▶ **Listed records**:
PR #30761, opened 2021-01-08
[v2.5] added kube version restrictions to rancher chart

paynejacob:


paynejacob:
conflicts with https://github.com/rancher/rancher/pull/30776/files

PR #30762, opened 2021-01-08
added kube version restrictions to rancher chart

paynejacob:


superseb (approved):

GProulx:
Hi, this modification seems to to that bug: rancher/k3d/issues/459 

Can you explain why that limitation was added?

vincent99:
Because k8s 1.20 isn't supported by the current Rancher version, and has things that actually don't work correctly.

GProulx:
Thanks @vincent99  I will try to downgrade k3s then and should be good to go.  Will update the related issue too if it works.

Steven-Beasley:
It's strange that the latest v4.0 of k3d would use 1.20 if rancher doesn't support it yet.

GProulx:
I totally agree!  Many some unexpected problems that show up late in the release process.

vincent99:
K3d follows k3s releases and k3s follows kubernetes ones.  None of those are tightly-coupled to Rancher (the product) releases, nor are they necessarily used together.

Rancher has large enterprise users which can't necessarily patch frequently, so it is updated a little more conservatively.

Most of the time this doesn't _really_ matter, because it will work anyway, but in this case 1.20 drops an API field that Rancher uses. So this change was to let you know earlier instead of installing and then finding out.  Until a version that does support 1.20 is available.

▶ **Assignment**: The task calls for every line of the material that contains the string "will".

▶ **Response for this exercise**:
Thanks @vincent99  I will try to downgrade k3s then and should be good to go.  Will update the related issue too if it works.
Most of the time this doesn't _really_ matter, because it will work anyway, but in this case 1.20 drops an API field that Rancher uses. So this change was to let you know earlier instead of installing and then finding out.  Until a version that does support 1.20 is available.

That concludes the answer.